Dans Le cas Richard Jewell, le vétéran Clint Eastwood confirme cette vague de patriotisme américain entamée depuis American Sniper et poursuivie avec Sully et Le 15h17 pour Paris. Ici, il raconte l’histoire vraie d’un homme qui rêvait d’être policier, fier du système américain et qui fut lynché, tant par la presse, que par ceux qu’il admirait. Cet homme rondouillard et sympathique respectait la loi, et fut suspecté pour un motif très hasardeux par le FBI. Dans le film de Eastwood, on assiste à la chute de celui qui fut durant quelque jours un héros national, avant d’être traîné dans la boue suite à une fuite d’information par une journaliste véreuse (Olivia Wilde), qui s’était adonnée à quelques échanges avec l’agent du FBI responsable de l’enquête (John Hamm).

La presse, autrement dit le 4e Pouvoir aux USA, qui peut se targuer d’avoir fait tomber un Président (Nixon), est capable de faire une montagne avec un caillou. Harcelant Richard jour et nuit, campant devant sa maison, lui posant des questions effroyables à chacune de ses sorties, avant qu’il leur livre « la vérité ». Clint filme cela sans pudeur, montrant à quel point il est facile de détruire une personne. Kathy Bates, en mère courage de Richard, montre à quel point il est dur de voir son enfant être traité de la sorte.

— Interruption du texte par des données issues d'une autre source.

PR #30886, opened 2023-11-07
chore: Improve agent tests

MartinSchoeler:
OC-1396
OC-1397
OC-1398
OC-1399

### DIFF
--- a/apps/meteor/tests/e2e/omnichannel/omnichannel-agents.spec.ts
+++ b/apps/meteor/tests/e2e/omnichannel/omnichannel-agents.spec.ts
@@ -49,6 +49,7 @@ test.describe.serial('omnichannel-agents', () => {
 
 			await poOmnichannelAgents.inputSearch.fill('user1');
 			await expect(poOmnichannelAgents.firstRowInTable).toBeVisible();
+			await expect(poOmnichannelAgents.firstRowInTable).toContainText('user1');
 		});
 
 		await test.step('expect remove "user1" as agent', async () => {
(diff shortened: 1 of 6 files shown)


apps/meteor/tests/e2e/omnichannel/omnichannel-agents.spec.ts
```diff
@@ -1,44 +1,104 @@
...
+			await poOmnichannelAgents.firstRowInTable.click();
+			await poOmnichannelAgents.btnRemove.click();
+		});
 	});
 
-	test('expect remove "user1" as agent', async () => {
-		await poOmnichannelAgents.inputSearch.fill('user1');
-		await poOmnichannelAgents.btnDeletefirstRowInTable.click();
-		await poOmnichannelAgents.btnModalRemove.click();
+	test('OC - [EE] Manage Agents - Edit ', async ({ page }) => {
```
aleksandernsilva, line 88: This test seem to be incomplete 🤔 
What are we testing here? I don't see a counterpart in the CE test.

apps/meteor/tests/e2e/omnichannel/omnichannel-agents.spec.ts
```diff
@@ -1,44 +1,104 @@
...
+		await api.post('/settings/Omnichannel_enable_department_removal', { value: false }).then((res) => expect(res.status()).toBe(200));
+	});
+
+	test('OC - Manage Agents - Add, search and remove using table', async ({ page }) => {
+		await test.step('expect "user1" be first ', async () => {
+			await poOmnichannelAgents.inputUsername.type('user');
+			await expect(page.locator('role=option[name="user1"]')).toContainText('user1');
+
+			await poOmnichannelAgents.inputUsername.type('');
+		});
```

Le FBI n’est pas sans reste dans le film : ses méthodes sont inqualifiables dans cette affaire et en violation de tous les droits fondamentaux : la scène où ils demande à Richard de signer un papier où il renonce à exercer ses droits ou celle où il lui demande de répéter la phrase que le tueur a prononcé lors de son appel anonyme et l’enregistre ensuite en sont de bons exemples.

Cependant, Richard, le bouc-émissaire idéal, celui à qui faire porter le chapeau lorsque l’on a pas la moindre piste, ne sera pas aussi stupide que les gens sembleront le penser : il comprendra vite que les forces fédérales ne sont pas de son côté, et fera appel à un avocat et ami, Watson Bryant (Sam Rockwell).

Il en résulte à nouveau, de la part de Clint Eastwood, un récit hautement humaniste sur un personnage méconnu. Il n’était ni riche ni célèbre, et s’est montré idéaliste en croyant à un système corrompu, avant de décider de se battre et de sauver son honneur (notre note : 9/10).